Conversations with Kazuo Ishiguro
Title | Conversations with Kazuo Ishiguro PDF eBook |
Author | Kazuo Ishiguro |
Publisher | Univ. Press of Mississippi |
Pages | 244 |
Release | 2008 |
Genre | Biography & Autobiography |
ISBN | 9781934110621 |
Nineteen interviews conducted over the past two decades on both sides of the Atlantic and beyond with the author of the Booker Prize-winning The Remains of the Day
Never Let Me Go
Title | Never Let Me Go PDF eBook |
Author | Kazuo Ishiguro |
Publisher | Vintage Canada |
Pages | 274 |
Release | 2009-03-19 |
Genre | Fiction |
ISBN | 0307371336 |
NOBEL PRIZE WINNER • The moving, suspenseful, beautifully atmospheric modern classic from the acclaimed author of The Remains of the Day and Klara and the Sun—“a Gothic tour de force" (The New York Times) with an extraordinary twist. “Brilliantly executed.” —Margaret Atwood “A page-turner and a heartbreaker.” —TIME “Masterly.” —Sunday Times As children, Kathy, Ruth, and Tommy were students at Hailsham, an exclusive boarding school secluded in the English countryside. It was a place of mercurial cliques and mysterious rules where teachers were constantly reminding their charges of how special they were. Now, years later, Kathy is a young woman. Ruth and Tommy have reentered her life. And for the first time she is beginning to look back at their shared past and understand just what it is that makes them special—and how that gift will shape the rest of their time together.
Klara and the Sun
Title | Klara and the Sun PDF eBook |
Author | Kazuo Ishiguro |
Publisher | Vintage |
Pages | 273 |
Release | 2021-03-02 |
Genre | Fiction |
ISBN | 0593318188 |
NEW YORK TIMES BESTSELLER • Once in a great while, a book comes along that changes our view of the world. This magnificent novel from the Nobel laureate and author of Never Let Me Go is “an intriguing take on how artificial intelligence might play a role in our futures ... a poignant meditation on love and loneliness” (The Associated Press). • A GOOD MORNING AMERICA Book Club Pick!

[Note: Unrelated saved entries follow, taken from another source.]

PR #11445, opened 2024-08-23
Fix how Prism parses encoding from shebang args (`#!`)

amomchilov:
Fix the first of the two assertion failures here:

```ruby
TestRubyOptions#test_shebang [/Users/alex/src/github.com/Ruby/ruby/test/ruby/test_rubyoptions.rb:514]:
pid 49518 exit 0.

1. [1/2] Assertion for "stdout"
   | <["\"あ\""]> expected but was
   | <["\"\\u3042\""]>.

2. [2/2] Assertion for "stderr"
   | Expected /shebang line ending with \\r/ to match "".

Finished tests in 0.030572s, 32.7097 tests/s, 359.8064 assertions/s.
1 tests, 11 assertions, 1 failures, 0 errors, 0 skips

ruby -v: ruby 3.4.0dev (2024-08-22T14:01:55Z master 56a34b5af5) +PRISM [arm64-darwin23]
make: *** [yes-test-all] Error 1
```

(The latter was fixed in https://github.com/ruby/prism/pull/3007)

Fixes https://github.com/ruby/prism/issues/2996

### DIFF
--- a/ruby.c
+++ b/ruby.c
@@ -2121,12 +2121,24 @@ prism_script_shebang_callback(pm_options_t *options, const uint8_t *source, size
     memcpy(switches, source, length);
     switches[length] = '\0';
 
+    int no_src_enc = !opt->src.enc.name;
+    int no_ext_enc = !opt->ext.enc.name;
+    int no_int_enc = !opt->intern.enc.name;
+
     moreswitches(switches, opt, 0);
     free(switches);
 
     pm_options_command_line_set(options, prism_script_command_line(opt));
-    if (opt->ext.enc.name != 0) {
+
+    if (no_src_enc && opt->src.enc.name) {
+        opt->src.enc.index = opt_enc_index(opt->src.enc.name);
         pm_options_encoding_set(options, StringValueCStr(opt->ext.enc.name));
+    }
+    if (no_ext_enc && opt->ext.enc.name) {
+        opt->ext.enc.index = opt_enc_index(opt->ext.enc.name);
+    }
+    if (no_int_enc && opt->intern.enc.name) {
+        opt->intern.enc.index = opt_enc_index(opt->intern.enc.name);
     }
 }
 


ruby.c
```diff
@@ -2127,6 +2127,7 @@ prism_script_shebang_callback(pm_options_t *options, const uint8_t *source, size
     pm_options_command_line_set(options, prism_script_command_line(opt));
     if (opt->ext.enc.name != 0) {
         pm_options_encoding_set(options, StringValueCStr(opt->ext.enc.name));
+        opt->ext.enc.index = opt_enc_index(opt->ext.enc.name);
```
amomchilov, line 2130: This is the wrong place to set this, but just a proof-of-concept

prism/prism.c
```diff
@@ -21711,7 +21711,7 @@ pm_strnstr(const char *big, const char *little, size_t big_length) {
  */
 static void
 pm_parser_warn_shebang_carriage_return(pm_parser_t *parser, const uint8_t *start, size_t length) {
-    if (length > 2 && start[length - 1] == '\n' && start[length - 2] == '\r') {
+    if (length > 2 && start[length - 1] == '\r' && start[length] == '\n') {
```
amomchilov, line 21714: FIXME: out-of-bounds access https://github.com/ruby/prism/pull/3007#pullrequestreview-2257164857

ruby.c
```diff
@@ -1298,6 +1298,9 @@ proc_e_option(ruby_cmdline_options_t *opt, const char *s, long argc, char **argv
     return n;
 }
 
+static int
+opt_enc_index(VALUE enc_name);
+
```
amomchilov, line 1303: Put this prototype here (immediately above the `proc_K_option` that uses it) just to make it compile.

Where should I actually put it? Should I just move the whole `opt_enc_index` function itself instead?

ruby.c
amomchilov: okok so this is a weird one.

When not using Prism, `opt->ext.enc.name` is set by `proc_K_option()`, but not `index`:

https://github.com/ruby/ruby/blob/efa4ec0f981ed51af82d32146f24158552eb2bd7/ruby.c#L1322-L1324

Then, later on in `load_file_internal()`, the `index` is updated from the `name`, but only if `no_ext_enc` is true:

https://github.com/ruby/ruby/blob/efa4ec0f981ed51af82d32146f24158552eb2bd7/ruby.c#L2703-L2705

I tried modifying `proc_K_option()` to set both of these, but that doesn't work because it can't access the `no_ext_enc` variable to only set it conditionally.

This split source of truth (and that they aren't always perfectly in sync) is pretty confusing!

amomchilov: Copied the `no_src_enc`/`no_ext_enc`/`no_int_enc` logic exactly as-is from `load_file_internal()`. Would be nice to eventually clean up this split source of truth.

PR #11453, opened 2024-08-24
Remove outdated documentation information from `Set.to_a`

formigarafa:
Just removing the note _"The order of elements is uncertain."_  from the documentation.

This information is no longer true since ruby 1.9, when hashes started having its elements iterated in order of their respective insertion.

The methods `delete_if` and `keep if` in this same class even go on the length of ensure the *subclasses won't break the enumeration order*.

### DIFF
--- a/lib/set.rb
+++ b/lib/set.rb
@@ -335,7 +335,7 @@ class Set
     end
   end
 
-  # Converts the set to an array.  The order of elements is uncertain.
+  # Converts the set to an array.
   #
   #     Set[1, 2].to_a                    #=> [1, 2]
   #     Set[1, 'c', :s].to_a              #=> [1, "c", :s]


nobu:
Could you report it to the upstream https://github.com/ruby/set?

formigarafa:
Yup.

mame:
I don't think this statement should be removed. Set is currently the library required by default, but may be replaced by a C implementation in future. At that time, it may be hard to continue to guarantee the order.

formigarafa:
@mame, Please correct me if I am wrong. I wondered that too, but I saw these other comments on `delete_if` and `keep_if` which made me wonder if this guarantee wasn't already been made.

> (@hash.delete_if | @hash.keep_if) should be faster, but using it breaks the order of enumeration in subclasses.
source: https://github.com/ruby/ruby/blob/2040d6b38d46f41a5185efe0fffca250d63af4e6/lib/set.rb#L540-L560

hsbt:
@knu What do you think this? I agreed @mame 's opinion.

knu:
I've updated the document and clarified the implementation notes.  See the reference above.  Thanks!

PR #11454, opened 2024-08-25
Range#step: restore legacy behavior for String ranges

zverok:
See discussion in https://bugs.ruby-lang.org/issues/18368#note-34

Of options I’ve named I implemented support for String ranges for both old and new behavior:

```ruby
# Old behavior with integer steps and #succ
('a'..).step(2).take(3)
#=> ["a", "c", "e"]
('a'..).step.take(3)
#=> ["a", "b", "c"]

# New behavior with string step and #+
('a'..).step('b').take(3)
#=> ["a", "ab", "abb"]
```

### DIFF
--- a/range.c
+++ b/range.c
@@ -309,6 +309,34 @@ range_each_func(VALUE range, int (*func)(VALUE, VALUE), VALUE arg)
     }
 }
 
+// NB: Two functions below (step_i_iter and step_i) are used only to maintain the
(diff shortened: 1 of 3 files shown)


zverok:
> You could do the same for symbols. What do you think?

@knu, sorry, it took me some time to find a minute to work on this.

Here we go: #11573

PR #11664, opened 2024-09-23
Ensure fiber scheduler is woken up when close interrupts read

KJTsanaktsidis:
Backports https://bugs.ruby-lang.org/issues/20723 to Ruby 3.3


k0kubun (approved):
Thanks!

PR #11666, opened 2024-09-23
Changed to use rb_parser_string_t * instead of VALUE to check if a string ends with a newline

S-H-GAMELINKS:
Remove on RSTRING_END dependency from parser

### DIFF
--- a/parse.y
+++ b/parse.y
@@ -708,15 +708,6 @@ after_pop_stack(int len, struct parser_params *p)
 #define TOK_INTERN() intern_cstr(tok(p), toklen(p), p->enc)
 #define VALID_SYMNAME_P(s, l, enc, type) (rb_enc_symname_type(s, l, enc, (1U<<(type))) == (int)(type))
 
-#ifndef RIPPER
-static inline int
-char_at_end(struct parser_params *p, VALUE str, int when_empty)
-{
-    long len = RSTRING_LEN(str);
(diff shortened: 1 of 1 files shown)


parse.y
```diff
@@ -7347,7 +7339,8 @@ ruby_show_error_line(struct parser_params *p, VALUE errbuf, const YYLTYPE *yyllo
     }
     if (RTEST(errbuf)) {
         mesg = rb_attr_get(errbuf, idMesg);
-        if (RSTRING_LEN(mesg) > 0 && *(RSTRING_END(mesg)-1) != '\n')
+        rb_parser_string_t *str = rb_str_to_parser_string(p, mesg);
```
nobu, line 7342: Doesn't this `str` leak the memory?

parse.y
```diff
@@ -15943,7 +15936,7 @@ rb_parser_printf(struct parser_params *p, const char *fmt, ...)
     va_start(ap, fmt);
     rb_str_vcatf(mesg, fmt, ap);
     va_end(ap);
-    if (end_with_newline_p(p, mesg)) {
+    if (parser_string_end_with_newline_p(p, rb_str_to_parser_string(p, mesg))) {
```
nobu, line 15939: Ditto.

S-H-GAMELINKS:
Already removed RSTRING_END dependency since in https://github.com/ruby/ruby/pull/11713

Changed to use rb_parser_string_t * instead of VALUE.  And , use parser_string_char_at_end function instead of char_at_end function.

PR #11674, opened 2024-09-24
Use user defined parameterizing rules `f_kw(value)`

ydah:
Apply the parameterizing rule, a newly added feature in Lrama.


ydah:
Conflicts were resolved.

PR #11683, opened 2024-09-25
[DOC] Layout fix for Float#to_s

herwinw:
The parser gets confused with the enumeration followed by a code snippet, which uses the sam indentation as a continuation of the enumeration. The chosen solution has been copied from the docs of Float#floor.

Example of current layout: https://ruby-doc.org/3.3.5/Float.html#method-i-to_s

### DIFF
--- a/numeric.c
+++ b/numeric.c
@@ -1039,6 +1039,8 @@ rb_float_new_in_heap(double d)
 }
 
 /*
+ *  :markup: markdown
+ *
  *  call-seq:
  *    to_s -> string
  *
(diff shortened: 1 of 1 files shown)


nobu:
What about moving each example item by item?

```c
 *  - A fixed-point number.
 *      3.14.to_s         # => "3.14"
 *  - A number in "scientific notation" (containing an exponent).
 *      (10.1**50).to_s   # => "1.644631821843879e+50"
 *  - 'Infinity'.
 *      (10.1**500).to_s  # => "Infinity"
 *  - '-Infinity'.
 *      (-10.1**500).to_s # => "-Infinity"
 *  - 'NaN' (indicating not-a-number).
 *      (0.0/0.0).to_s    # => "NaN"
```

nobu:
`Float#floor` was changed because of tables, as far as I understand.

nobu:
Another way is to indent the body of the list items more deeply.

```c
 *  -   A fixed-point number.
 *  -   A number in "scientific notation" (containing an exponent).
 *  -   'Infinity'.
 *  -   '-Infinity'.
 *  -   'NaN' (indicating not-a-number).
 *
 *    3.14.to_s         # => "3.14"
 *    (10.1**50).to_s   # => "1.644631821843879e+50"
 *    (10.1**500).to_s  # => "Infinity"
 *    (-10.1**500).to_s # => "-Infinity"
 *    (0.0/0.0).to_s    # => "NaN"
```

PR #11689, opened 2024-09-25
[DOC] Tweaks for Array#flatten!

BurdetteLamar:


array.c
```diff
@@ -6495,33 +6495,37 @@ flatten(VALUE ary, int level)
...
+ *  +depth+ must be an
+ *  {integer-convertible object}[rdoc-ref:implicit_conversion.rdoc@Integer-Convertible+Objects],
+ *  or +nil+.
+ *  At each level of recursion:
  *
- *  With non-negative Integer argument +level+, flattens recursively through +level+ levels:
+ *  - Each element that is an array is "flattened"
+ *    (that is, replaced by its individual array elements).
+ *  - Each element that is not an array is unchanged
+ *    (even if the element is an object that has instance method flatten).
```
peterzhu2118, line 6509: Nit: I think it would be easier to understand if we added some formatting to make it more obvious that it's code?

```suggestion
 *    (even if the element is an object that has instance method +flatten+).
```

PR #11699, opened 2024-09-26
Extract `setup_branch`

ydah:
From duplicate code in `decl_branch_base` and `add_trace_branch_coverage`.


nobu:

Here is the story of Klara, an Artificial Friend with outstanding observational qualities, who, from her place in the store, watches carefully the behavior of those who come in to browse, and of those who pass on the street outside. She remains hopeful that a customer will soon choose her. Klara and the Sun is a thrilling book that offers a look at our changing world through the eyes of an unforgettable narrator, and one that explores the fundamental question: what does it mean to love?
On Rereading
Title | On Rereading PDF eBook |
Author | Patricia Meyer Spacks |
Publisher | Harvard University Press |
Pages | 294 |
Release | 2013-11-18 |
Genre | Literary Criticism |
ISBN | 0674267478 |
After retiring from a lifetime of teaching literature, Patricia Meyer Spacks embarked on a year-long project of rereading dozens of novels: childhood favorites, fiction first encountered in young adulthood and never before revisited, books frequently reread, canonical works of literature she was supposed to have liked but didn’t, guilty pleasures (books she oughtn’t to have liked but did), and stories reread for fun vs. those read for the classroom. On Rereading records the sometimes surprising, always fascinating, results of her personal experiment. Spacks addresses a number of intriguing questions raised by the purposeful act of rereading: Why do we reread novels when, in many instances, we can remember the plot? Why, for example, do some lovers of Jane Austen’s fiction reread her novels every year (or oftener)? Why do young children love to hear the same story read aloud every night at bedtime? And why, as adults, do we return to childhood favorites such as The Hobbit, Alice in Wonderland, and the Harry Potter novels? What pleasures does rereading bring? What psychological needs does it answer? What guilt does it induce when life is short and there are so many other things to do (and so many other books to read)? Rereading, Spacks discovers, helps us to make sense of ourselves. It brings us sharply in contact with how we, like the books we reread, have both changed and remained the same.